Design Slack-like multi-tenant global messaging system
Company: OpenAI
Role: Software Engineer
Category: System Design
Difficulty: medium
Interview Round: Onsite
Design a team messaging platform similar to Slack that supports **multiple organizations (multi-tenancy)** and is **deployed globally**.
### Functional requirements
- Users can belong to one or more **workspaces** (tenants/organizations).
- Each workspace has multiple **channels** (public and private) and **direct messages (DMs)**.
- Users can:
- Send and receive real-time text messages in channels and DMs.
- See message history in channels and DMs.
- See basic presence (online/away) for other users in the same workspace.
- Messages must be delivered with low latency (e.g., p95 < 200 ms) for active users.
### Non-functional & multi-tenant requirements
- The service must support **millions of users** across **tens of thousands of workspaces**.
- **Multi-tenancy**:
- Strict data isolation between workspaces: users in one workspace must never see data from another workspace.
- Different workspaces can have different configurations and limits (e.g., message retention, file size limits).

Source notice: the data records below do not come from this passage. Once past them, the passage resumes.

PR #9226, opened 2021-02-05
Validating store_id and customer_group_id - catalog/controller/api/customer.php file.

TheCartpenter:


eka7a:
Is there a need for this? I am not sure.
config_customer_group_id is already assigned in API calls.
Perhaps similar, config_store_id value can be set.

https://github.com/opencart/opencart/blob/3f76c28dee2982429eb682dde75e41fbf9170fe6/upload/catalog/controller/startup/application.php#L17-L21

TheCartpenter:
There absolutely is since we're talking about an API which can also be instantiated externally to gather the store ID. In addition, admin/view/template/sale/order_form.twig file contains the store_id as a GET request where the catalog/controller/api/customer.php file does not validate which means the store ID is being left in the dark and as decorative purposes that should not be. Which is why, by using the getSetting (or getValue in this case may work as well), we validate the store ID as opposed to the one being stored with the order especially from the commit I have posted about the catalog/controller/api/order.php file where the original affected store ID shows the default store ID as opposed to the selected store ID from the order_form in the admin which still confuses matter on ensuring the right store ID is selected during, either, the creation or the edition of the order from the admin while using the API as opposed to the checkout page from the catalog-end.

TheCartpenter:
In addition to the above, the $this->session->data['customer'] super global array is being validated afterwards, which includes the customer_group_id in the array. Which is why, both must be validated in the first place prior to create the customer super global rather than simply validate a super global as a dried result.

TheCartpenter:
Closed without closure notes.

PR #9230, opened 2021-02-05
Replaced store_url with url on line 42 - upload/admin/controller/mail/reward.php file.

TheCartpenter:


TheCartpenter:
getStore should be replaced with getSetting in order to avoid future confusion between the url and store_url key since the getSetting pulls the config_url in both IF statements whenever the case while the same key name gets pulled by different array variable names. There seem to be multiple controllers handling this confusion while the getSetting could simplify this issue.

PR #14719, opened 2025-03-22
Added deleteCountryDescriptionsByCountryId() method in localisation/country

TheCartpenter:
In compliance to: https://github.com/opencart/opencart/blob/master/upload/admin/model/catalog/option.php#L477-L498 .


TheCartpenter:
Got a better option.

PR #14720, opened 2025-03-22
Modified localisation/country controller and model delete descriptions method

TheCartpenter:
In accordance to: https://github.com/opencart/opencart/blob/master/upload/admin/model/catalog/option.php#L477 with a matched conventional name and only one parameter.


danielkerr:
dont use names like deleteCountryDescriptionsByCountryId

- The system should defend against noisy neighbors (one tenant over-consuming shared resources).
- **Global deployment**:
- Users are geographically distributed (e.g., Americas, Europe, Asia).
- Users should connect to a nearby region for good latency.
- Many large organizations have employees in multiple regions in the **same workspace**.
### Design tasks
Describe a design that covers at least the following aspects:
1. **API and high-level architecture**
- Key services (e.g., gateway/API layer, auth, workspace/channel management, messaging, presence, search, notification).
- How clients (web/desktop/mobile) connect to the system for real-time messaging (e.g., WebSockets, long polling).
2. **Data model and storage**
- Core entities: `Workspace (Tenant)`, `User`, `Membership`, `Channel`, `Message`.
- What storage technologies you would use for:
- Metadata (users, workspaces, channels, memberships).
- Messages and their history.
- How you would **partition/shard** data to scale to many tenants and users.
3. **Multi-tenant architecture**
- How you will represent tenant boundaries in the data model and APIs (e.g., `tenant_id` everywhere).
- Options for physically storing tenant data: fully shared DB with a `tenant_id` column, separate DB per tenant, or a hybrid; discuss pros/cons.
- How you enforce security and isolation across all layers (auth, services, storage).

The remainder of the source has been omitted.